Gather every line of the entries that includes the word "Option".
_ _ _ _ _
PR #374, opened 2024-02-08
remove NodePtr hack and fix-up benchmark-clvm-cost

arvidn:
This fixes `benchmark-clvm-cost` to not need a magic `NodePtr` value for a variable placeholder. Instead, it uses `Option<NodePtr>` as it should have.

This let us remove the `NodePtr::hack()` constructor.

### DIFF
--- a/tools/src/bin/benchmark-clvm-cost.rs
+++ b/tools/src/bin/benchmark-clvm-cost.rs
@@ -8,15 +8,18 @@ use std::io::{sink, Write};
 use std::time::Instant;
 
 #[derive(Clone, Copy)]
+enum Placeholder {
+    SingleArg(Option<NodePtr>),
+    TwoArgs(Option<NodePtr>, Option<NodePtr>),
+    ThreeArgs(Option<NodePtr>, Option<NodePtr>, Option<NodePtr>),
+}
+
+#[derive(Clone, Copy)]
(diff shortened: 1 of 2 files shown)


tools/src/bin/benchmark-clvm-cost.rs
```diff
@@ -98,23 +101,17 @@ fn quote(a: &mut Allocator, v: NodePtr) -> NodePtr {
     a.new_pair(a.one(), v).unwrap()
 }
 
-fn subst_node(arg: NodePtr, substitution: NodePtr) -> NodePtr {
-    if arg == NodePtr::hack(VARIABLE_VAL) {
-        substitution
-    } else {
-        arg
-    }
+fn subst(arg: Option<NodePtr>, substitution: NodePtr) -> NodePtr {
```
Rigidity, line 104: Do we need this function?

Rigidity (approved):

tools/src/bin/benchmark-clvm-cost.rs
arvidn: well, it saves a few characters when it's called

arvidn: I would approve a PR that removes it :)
_ _ _ _ _
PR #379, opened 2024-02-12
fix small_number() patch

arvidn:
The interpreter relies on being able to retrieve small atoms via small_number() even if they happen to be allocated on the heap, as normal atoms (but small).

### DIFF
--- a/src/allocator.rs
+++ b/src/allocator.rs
_ _ _ _ _
Result of the task
This fixes `benchmark-clvm-cost` to not need a magic `NodePtr` value for a variable placeholder. Instead, it uses `Option<NodePtr>` as it should have.
+    SingleArg(Option<NodePtr>),
+    TwoArgs(Option<NodePtr>, Option<NodePtr>),
+    ThreeArgs(Option<NodePtr>, Option<NodePtr>, Option<NodePtr>),
+fn subst(arg: Option<NodePtr>, substitution: NodePtr) -> NodePtr {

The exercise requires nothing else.